In the previous blog, we had shown Data Visualization in KNIME. In this blog, we will see how to implement Supervised Learning techniques in KNIME.
Linear Regression Predictive Model
Regression analysis is used to find the relationship between a dependent variable and the independent variables. One of the methods we are going to use is called Linear Regression. The dependent variable must be continuous, in our case it is mpg. The independent variables we are taking are wt and hp.
Load the file mileage_new.csv using File Reader node
Go to Manipulation -> Row -> Transform, add Partitioning and create data partition (Relative %: 70 and select Draw randomly, set the random seed to 101)
Go to Analytics -> Mining -> Linear/Polynomial Regression and add Linear Regression Learner
Connect Output1 of Partitioning to Input of Linear Regression Learner
Select Target Column:mpg and Include:wt, hp
Add Regression Predictor
Connect Output1 of Linear Regression Learner to Input1 of Regression Predictor and Output2 of Partitioning to Input2 of Regression Predictor
By default, it will create a new column called Prediction (mpg)
Go to Analytics -> Mining -> Scoring and add Numeric Scorer
Right-click on Numeric Scorer node and select View: Statistics
Linear Regression workflow
Logistic Regression Predictive Model
Logistic Regression is a supervised machine learning method used for classification problems. The dependent variable is categorical. In the case of binary logistic regression, the dependent variable is a dichotomous variable (having two factors). So we will be using binary logistic regression for the Orings3.xls data, where our dependent variable is Condition (0 -> No failure, 1-> At least one O-ring failure had occurred)and the independent variable is Temp (launch temperature in degrees F).
Use Excel Reader (XLS) node to load the file Orings3.xls
Go to Manipulation -> Row -> Other add Rule Engine, in the expression box add these two lines
$Condition$ = 0 => “0”
$Condition$ = 1 => “1”
In Configure, Select Append Column: Name a new variable Condition_factor
Go to Manipulation -> Row -> Transform, add Partitioning and create data partition (Relative %: 70, select Draw randomly, set the random seed to 101)
Go to Analytics -> Mining -> Logistic regression and add Logistic Regression Learner node
Add Output1 of Partitioning to the Input of Logistic Regression Learner
In Configure, Select Target column:Condition_factor, Reference category:0, Select solver:Iterative reweighted least squares, Include:Temp
Right-click on Logistic Regression Learner and select Coefficients and Statistics to see the model summary
Add Logistic Regression Predictor
Add Output1 of Logistic Regression Learner to the Input1 of Logistic Regression Predictor and Output1 (train data) of Partitioning to the Input2 of Logistic Regression Predictor
In Configure, Check the option: Append columns with predicted probabilities
Go to Analytics -> Mining -> Scoring and add Scorer to the Logistic Regression Predictor
In Configure, Select First column:Condition_factor and Second column:Prediction(Condition_factor)
Right-click on Scorer node and select View: Confusion Matrix
Go to Views -> JavaScript and add ROC Curve to the Logistic Regression Predictor
In Configure, Select Class column:Condition_factor, Positive class:1, Include:P(Condition_factor=1)

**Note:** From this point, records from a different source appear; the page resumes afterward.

PR #4589, opened 2017-07-10
Use the default pyramid_mailer debug code

nickstenning:
Since https://github.com/hypothesis/h/commit/3e900fec77, it seems like our debug mailer was broken. Sorry! The interface for IMailer changed and I didn't notice. This seems like a great reason to not let people who aren't working with the code every day do dependency upgrades... =P

Anyway, this commit fixes the issue by getting rid of `h/debug.py` entirely and using the debug mailer which ships with pyramid_mailer instead. This debug mailer doesn't attempt to write emails to the console, and instead writes them as individual files to `$PWD/mail/`.

This might not be obvious to someone new to the codebase, so I've also made a few tweaks (to the Celery worker log level when run with `hypothesis devserver`, and to what gets logged by the mailer task) to point people to this directory when mail is sent in debug (i.e. development) mode.


h/cli/commands/devserver.py
```diff
@@ -80,7 +80,7 @@ def devserver(https, web, ws, worker, assets, beat):
         m.add_process('ws', 'gunicorn --name websocket --reload --paste conf/development-websocket.ini %s' % gunicorn_args)
 
     if worker:
-        m.add_process('worker', 'hypothesis --dev celery worker --autoreload')
+        m.add_process('worker', 'hypothesis --dev celery worker --autoreload -l INFO')
```
robertknight: Will this cause additional debug messages to be printed from other packages' logging code?

PR #4592, opened 2017-07-13
Database migrations for supporting OAuth 2 authorization code grant flow

chdorner:
This adds:

* New `authzcode` table which represents an OAuth 2 authorization code
* Adds a `redirect_uri` column to the `authclient` table, which is needed for the authorization code flow

### DIFF
--- a/h/migrations/versions/0d1b3fd8807c_create_authzcode_table.py
+++ b/h/migrations/versions/0d1b3fd8807c_create_authzcode_table.py
@@ -1,0 +1,36 @@
+"""
+Create authzcode table
+
+Revision ID: 0d1b3fd8807c
+Revises: b980b1a8f6af
+Create Date: 2017-07-10 12:04:28.328864
+"""
+
+from __future__ import unicode_literals
+
+import sqlalchemy as sa
+from alembic import op
+from sqlalchemy.dialects import postgresql
+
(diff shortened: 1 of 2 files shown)


h/migrations/versions/0d1b3fd8807c_create_authzcode_table.py
```diff
@@ -0,0 +1,36 @@
...
+        sa.Column('created', sa.DateTime(), server_default=sa.func.now(), nullable=False),
+        sa.Column('updated', sa.DateTime(), server_default=sa.func.now(), nullable=False),
+        sa.Column('expires', sa.DateTime(), nullable=False),
+        sa.Column('code', sa.UnicodeText, nullable=False),
+        sa.Column('authclient_id', postgresql.UUID(), nullable=False),
+        sa.Column('user_id', sa.Integer(), nullable=False),
+        sa.ForeignKeyConstraint(['user_id'], ['user.id']),
+        sa.ForeignKeyConstraint(['authclient_id'], ['authclient.id']),
+    )
+    op.create_index(op.f('ix__authzcode_code'), 'authzcode', ['code'], unique=True)
```
nickstenning: Tiny thing, but I think according to our naming convention this should be `uq__authzcode__code`.

PR #4593, opened 2017-07-17
Implement first part of authorization code flow

chdorner:
This creates two new endpoints (or changes the old, test endpoints) with
the help of oauthlib. It currently implements the standard authorization
endpoint described in [section 3.1 in RFC 6749][rfc-authz-endpoint].

Note: This only implements the necessary views to create an authorization code, there is no functionality to exchange the authorization code for an access token yet. Which will need some more work to make our JWT bearer exchange work with oauthlib.

`GET /oauth/authorize`
----------------------

This endpoint validates the data in the request parameters, typically a
`client_id`, `redirect_uri`, and `response_type`. These parameters are
checked againts the permissions stored on the `AuthClient` model.
When the request is valid it shows an authorize screen to the logged-in
user with information about the OAuth client requesting access to the
users' data.

`POST /oauth/authorize`
-----------------------

This endpoint is called when the user accepts the authorize screen that
is rendered in the previous endpoint.
The endpoint checks again that the requested data is consistent with
the permissions stored in the `AuthClient` model, and creates an
authorization code with a default set of scopes (`annotation:read`,
`annotation:write`), and then redirects the browser to the client's
preferred `redirect_uri` with the authorization code.

[rfc-authz-endpoint]: https://tools.ietf.org/html/rfc6749#section-3.1


tests/h/services/oauth_validator_test.py
```diff
@@ -0,0 +1,176 @@
...
+
+class TestFindClient(object):
+    def test_returns_client(self, svc, client):
+        assert svc.find_client(client.id) == client
+
+    def test_returns_none_for_invalid_client_id(self, svc):
+        assert svc.find_client('bogus') is None
+
+    def test_returns_none_when_not_found(self, svc, client):
+        id_ = unicode(uuid.uuid1())
```
chdorner: Yes yes yes Hound!

h/celery.py
```diff
@@ -42,6 +42,10 @@
             'task': 'h.tasks.cleanup.purge_expired_auth_tickets',
             'schedule': timedelta(hours=1)
         },
+        'purge-expired-authzcodes': {
+            'task': 'h.tasks.cleanup.purge_expired_authz_codes',
+            'schedule': timedelta(hours=1)
+        },
```
nickstenning: Just noting here that we need to update `h-periodic` with this, too.

h/models/__init__.py
```diff
@@ -39,6 +40,7 @@
     'Annotation',
     'AnnotationModeration',
     'AuthClient',
+    'AuthzCode',
```
nickstenning: Because I'm annoying, I will observe that this is one line too high :)

h/views/api_auth.py
```diff
@@ -2,102 +2,88 @@
...
-
-        Depending on the "response_mode" parameter the auth code will be
-        delivered either via a redirect or via a `postMessage` call to the
-        opening window.
-        """
-        authclient = self._check_params()
-
+        # We don't support scopes at the moment, but oauthlib does need a scope,
+        # so we're adding a hard-coded `annotation:read` and `annotation:write` scopes.
+        scopes = ['annotation:read', 'annotation:write']
```
nickstenning: Is this different from the return value of `get_default_scopes` in the request validator? Is there a way we can define default scopes just once?

h/views/api_auth.py
```diff
@@ -2,102 +2,88 @@
...
-        auth_code = self.oauth_svc.create_grant_token(user, authclient)
-
-        params = self.request.params
-
-        return {'code': auth_code,
-                # Once authclients have an Origin property, that should be used
-                # instead here.
-                'origin': self.request.host_url,
-                'state': params.get('state')}
+        headers, body, status = self.oauth.create_authorization_response(
```
nickstenning: Looks to me like we throw away `body` here, so I'd probably be inclined to do `headers, _, status = ...` to make that clear.

h/views/api_auth.py
```diff
@@ -2,102 +2,88 @@
...
+                self.request.url, scopes=scopes, credentials=credentials)
 
-    def _check_params(self):
-        """
-        Check parameters for the authorization request.
+        if 'Location' in headers:
+            return exception_response(status, location=headers['Location'])
```
nickstenning: I had to read this a few times before I realised that this is the "happy path," too. I think a comment explaining the use of `exception_response` here would probably help. Alternatively, it seems like we know we're going to be doing a redirect, so we could just `raise HTTPFound(location=...)` ourselves?

h/views/api_auth.py
```diff
@@ -2,102 +2,88 @@
...
+        else:
+            log.error('Created OAuth 2 authorization code, but got no redirect location')
```
nickstenning: Given that it seems like this should be a truly exceptional circumstance, it would make more sense to me if this were a `try: ... except: ...`, e.g.

```python
try:
    return exception_response(status, location=headers['Location'])
except KeyError:
    raise RuntimeError('created authorisation code for client "{}" but got no redirect location'.format(...)) 
```

Note that this way you'll get some useful debugging information in Sentry. `raise HTTPInternalServerError()` is going to result in a very bizarre looking error report.

h/views/api_auth.py
```diff
@@ -2,102 +2,88 @@
...
-            raise HTTPBadRequest('Unsupported response mode "{}"'.format(response_mode))
+@view_defaults(renderer='h:templates/oauth/error.html.jinja2')
+class OAuthAuthorizeErrorController(object):
+    def __init__(self, context, request):
+        self.context = context
+        self.request = request
 
-        return authclient
+    @view_config(context=InvalidRequestFatalError)
+    @view_config(context=InvalidRequestError)
```
nickstenning: Did you work out why `MissingResponseTypeError` isn't a subclass of `InvalidRequestFatalError`!?

h/celery.py
chdorner: Not so fast, I wanted to it after this is out. But since you insist: hypothesis/h-periodic#7 :stuck_out_tongue_winking_eye:

h/models/__init__.py
chdorner: Oh no! I missed that one. I specifically went over every changed file and ran `isort`, but I didn't look at this tuple!

h/views/api_auth.py
chdorner: Good point, I'm now reading it from the service.

h/views/api_auth.py
chdorner: Yeah, that's nicer. Thanks!

h/views/api_auth.py
chdorner: You're right, I changed it to `HTTPFound` which should make look less like it's the unhappy path.

h/views/api_auth.py
chdorner: I couldn't find anything. According to the standard, it is required and the request must fail when it's missing (see: https://hyp.is/74MpXmsLEee4vhcFDgNKQA/tools.ietf.org/html/rfc6749).

My best guess is that the oauthlib maintainers missed this line when they reviewed the PR which introduced this (https://github.com/idan/oauthlib/pull/358).

chdorner:
I've addressed your comments as fixup commits for easier reviewing. I will rebase this branch when you're happy with the fixes.

nickstenning:
Changes LGTM :+1:

chdorner:
Rebased, will merge as soon as the tests pass.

Right-click on ROC Curve node and select Interactive View: ROC Curve
Similarly, repeat steps 9-14 for the test data
Binary Logistic Regression workflow
The interesting thing to note is that we have worked on imbalanced data. Still, we have got a higher accuracy (~95%), but unable to predict even one of the failed rocket launches correctly.
Advantages of using KNIME
It has over 100 processing nodes for data I/O, preprocessing and cleansing, modeling, analysis and data mining as well as various interactive views, such as scatter plots, parallel coordinates, and others
Integration with R, Python, and JAVA
Connect to various databases like Oracle, MySQL, PostgreSQL, MS-Access, Microsoft SQL Server, etc.
Partial execution of nodes inside a workflow
Has in-built ready-to-run examples
Requires little to no coding experience
Disadvantages of using KNIME
As we saw, by default KNIME takes the cut-off value as 0.5 in logistic regression. So we have to add a few nodes (Math Formula or do R-Integration) in order to implement a logistic regression model with different cut-off values (sensitivity, specificity).
So we have learned how to implement some of the machine learning models in KNIME. Share your views on how you have found these blogs useful in your learning/working experience.